_Problem details_
Output only the lines of the entries that follow, starting at the one with "add clef support to ABC import" and running down to the one with "Now it should be fine", both included and unchanged.

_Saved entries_
- - - - -
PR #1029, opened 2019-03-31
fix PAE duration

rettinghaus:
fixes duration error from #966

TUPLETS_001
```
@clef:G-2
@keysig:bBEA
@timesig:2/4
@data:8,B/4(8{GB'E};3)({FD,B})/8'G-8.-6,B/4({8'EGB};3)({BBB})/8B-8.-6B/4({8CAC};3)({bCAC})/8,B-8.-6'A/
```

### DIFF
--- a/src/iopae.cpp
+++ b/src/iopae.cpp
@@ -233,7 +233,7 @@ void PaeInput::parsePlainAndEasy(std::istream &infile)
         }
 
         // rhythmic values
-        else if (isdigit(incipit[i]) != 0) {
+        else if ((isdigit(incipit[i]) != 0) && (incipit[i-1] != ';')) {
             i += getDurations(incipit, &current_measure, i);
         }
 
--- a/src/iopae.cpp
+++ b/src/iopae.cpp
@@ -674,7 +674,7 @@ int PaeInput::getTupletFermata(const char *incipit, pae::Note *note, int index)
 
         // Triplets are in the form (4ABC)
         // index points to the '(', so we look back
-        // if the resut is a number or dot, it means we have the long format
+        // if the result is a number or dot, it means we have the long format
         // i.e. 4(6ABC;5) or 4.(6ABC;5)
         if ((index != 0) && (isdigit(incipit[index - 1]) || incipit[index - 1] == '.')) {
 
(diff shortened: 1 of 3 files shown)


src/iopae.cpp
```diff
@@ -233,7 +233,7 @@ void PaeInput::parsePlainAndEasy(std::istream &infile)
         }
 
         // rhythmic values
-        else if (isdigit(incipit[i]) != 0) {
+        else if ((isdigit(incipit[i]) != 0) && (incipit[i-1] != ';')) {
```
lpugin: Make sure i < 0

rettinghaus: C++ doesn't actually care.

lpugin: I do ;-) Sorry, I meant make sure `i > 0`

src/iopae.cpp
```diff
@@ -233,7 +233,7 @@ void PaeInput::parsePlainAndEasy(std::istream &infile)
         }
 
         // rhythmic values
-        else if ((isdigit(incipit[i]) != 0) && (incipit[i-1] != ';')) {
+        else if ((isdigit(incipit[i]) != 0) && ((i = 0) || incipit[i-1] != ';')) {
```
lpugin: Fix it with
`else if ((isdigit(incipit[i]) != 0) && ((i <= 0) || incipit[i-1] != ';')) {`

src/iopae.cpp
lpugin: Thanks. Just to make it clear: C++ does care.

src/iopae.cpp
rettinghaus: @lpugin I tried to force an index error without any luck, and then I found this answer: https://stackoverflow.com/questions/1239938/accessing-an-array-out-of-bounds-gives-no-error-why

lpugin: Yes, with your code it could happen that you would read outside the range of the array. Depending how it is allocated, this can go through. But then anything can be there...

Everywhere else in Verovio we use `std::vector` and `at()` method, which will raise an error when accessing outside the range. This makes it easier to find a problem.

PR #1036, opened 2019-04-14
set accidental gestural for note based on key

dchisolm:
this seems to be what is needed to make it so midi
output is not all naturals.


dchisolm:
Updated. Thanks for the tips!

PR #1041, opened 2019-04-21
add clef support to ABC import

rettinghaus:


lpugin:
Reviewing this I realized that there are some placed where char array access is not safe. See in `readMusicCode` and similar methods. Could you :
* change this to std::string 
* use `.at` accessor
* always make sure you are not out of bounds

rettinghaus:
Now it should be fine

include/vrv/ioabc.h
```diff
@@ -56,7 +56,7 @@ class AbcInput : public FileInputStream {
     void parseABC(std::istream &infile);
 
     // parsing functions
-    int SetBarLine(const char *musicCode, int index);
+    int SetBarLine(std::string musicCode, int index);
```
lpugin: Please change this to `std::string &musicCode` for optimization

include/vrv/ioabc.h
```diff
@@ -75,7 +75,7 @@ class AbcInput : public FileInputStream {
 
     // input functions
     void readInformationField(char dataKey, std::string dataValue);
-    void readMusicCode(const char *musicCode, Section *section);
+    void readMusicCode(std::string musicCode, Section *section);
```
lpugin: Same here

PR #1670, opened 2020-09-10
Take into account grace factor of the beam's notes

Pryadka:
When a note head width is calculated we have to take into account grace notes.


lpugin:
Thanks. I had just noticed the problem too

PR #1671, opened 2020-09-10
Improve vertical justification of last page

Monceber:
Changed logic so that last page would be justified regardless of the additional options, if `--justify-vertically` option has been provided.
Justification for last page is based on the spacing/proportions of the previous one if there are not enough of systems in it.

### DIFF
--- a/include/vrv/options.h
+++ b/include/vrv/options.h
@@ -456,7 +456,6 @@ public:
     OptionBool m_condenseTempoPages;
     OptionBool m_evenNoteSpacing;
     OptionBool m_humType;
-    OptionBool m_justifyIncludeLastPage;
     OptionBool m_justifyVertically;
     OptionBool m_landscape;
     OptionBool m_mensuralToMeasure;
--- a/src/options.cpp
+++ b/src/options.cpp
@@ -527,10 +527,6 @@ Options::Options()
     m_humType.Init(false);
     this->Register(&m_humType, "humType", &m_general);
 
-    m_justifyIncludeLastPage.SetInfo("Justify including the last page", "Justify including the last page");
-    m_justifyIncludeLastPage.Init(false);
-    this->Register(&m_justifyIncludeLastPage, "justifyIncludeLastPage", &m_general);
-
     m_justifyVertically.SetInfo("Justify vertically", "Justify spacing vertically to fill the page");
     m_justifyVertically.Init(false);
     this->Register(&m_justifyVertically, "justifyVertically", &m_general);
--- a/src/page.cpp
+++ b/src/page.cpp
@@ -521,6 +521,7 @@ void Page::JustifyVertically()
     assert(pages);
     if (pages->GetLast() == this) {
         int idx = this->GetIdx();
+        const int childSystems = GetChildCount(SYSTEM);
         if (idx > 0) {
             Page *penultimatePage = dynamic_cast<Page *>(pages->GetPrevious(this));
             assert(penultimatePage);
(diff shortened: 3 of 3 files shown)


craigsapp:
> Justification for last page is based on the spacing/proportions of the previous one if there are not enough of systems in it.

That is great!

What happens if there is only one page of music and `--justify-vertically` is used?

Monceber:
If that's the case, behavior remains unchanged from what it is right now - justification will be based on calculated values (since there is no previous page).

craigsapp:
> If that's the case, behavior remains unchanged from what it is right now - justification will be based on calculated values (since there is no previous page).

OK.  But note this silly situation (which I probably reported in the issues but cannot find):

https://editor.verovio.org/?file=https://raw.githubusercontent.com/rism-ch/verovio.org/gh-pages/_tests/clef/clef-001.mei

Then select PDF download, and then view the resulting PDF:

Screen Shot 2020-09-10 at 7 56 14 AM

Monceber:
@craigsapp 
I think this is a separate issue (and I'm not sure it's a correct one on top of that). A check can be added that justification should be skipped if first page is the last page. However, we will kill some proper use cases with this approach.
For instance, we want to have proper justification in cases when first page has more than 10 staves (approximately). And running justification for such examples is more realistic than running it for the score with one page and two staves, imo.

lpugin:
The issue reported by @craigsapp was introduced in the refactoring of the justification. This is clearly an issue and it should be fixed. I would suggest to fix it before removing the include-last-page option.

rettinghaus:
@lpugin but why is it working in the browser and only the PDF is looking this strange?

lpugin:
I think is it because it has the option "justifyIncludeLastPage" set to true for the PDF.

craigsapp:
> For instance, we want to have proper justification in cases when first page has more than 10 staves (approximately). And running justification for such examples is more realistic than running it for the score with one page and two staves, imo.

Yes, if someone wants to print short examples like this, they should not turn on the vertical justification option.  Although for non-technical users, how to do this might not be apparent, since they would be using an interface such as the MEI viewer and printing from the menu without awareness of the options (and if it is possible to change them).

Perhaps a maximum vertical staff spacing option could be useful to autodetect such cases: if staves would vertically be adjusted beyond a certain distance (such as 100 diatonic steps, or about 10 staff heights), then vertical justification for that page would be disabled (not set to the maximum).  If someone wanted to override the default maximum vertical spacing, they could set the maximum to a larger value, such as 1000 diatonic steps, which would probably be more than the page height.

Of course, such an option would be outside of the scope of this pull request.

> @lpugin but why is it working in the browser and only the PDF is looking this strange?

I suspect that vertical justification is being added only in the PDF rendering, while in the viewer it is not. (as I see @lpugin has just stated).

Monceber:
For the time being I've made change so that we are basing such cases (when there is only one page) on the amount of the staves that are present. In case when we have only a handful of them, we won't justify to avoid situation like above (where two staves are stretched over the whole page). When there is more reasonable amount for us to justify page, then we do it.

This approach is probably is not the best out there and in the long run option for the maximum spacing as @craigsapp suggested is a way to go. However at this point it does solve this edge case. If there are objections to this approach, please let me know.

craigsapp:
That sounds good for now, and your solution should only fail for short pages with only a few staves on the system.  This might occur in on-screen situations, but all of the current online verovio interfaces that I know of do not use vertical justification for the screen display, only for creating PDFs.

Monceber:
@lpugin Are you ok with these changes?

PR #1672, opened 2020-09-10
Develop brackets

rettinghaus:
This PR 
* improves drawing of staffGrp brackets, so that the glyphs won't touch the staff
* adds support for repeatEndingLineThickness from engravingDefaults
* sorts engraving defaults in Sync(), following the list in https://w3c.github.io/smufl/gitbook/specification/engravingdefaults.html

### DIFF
- - - - -
_Written solution_
add clef support to ABC import

rettinghaus:


lpugin:
Reviewing this I realized that there are some placed where char array access is not safe. See in `readMusicCode` and similar methods. Could you :
* change this to std::string 
* use `.at` accessor
* always make sure you are not out of bounds

rettinghaus:
Now it should be fine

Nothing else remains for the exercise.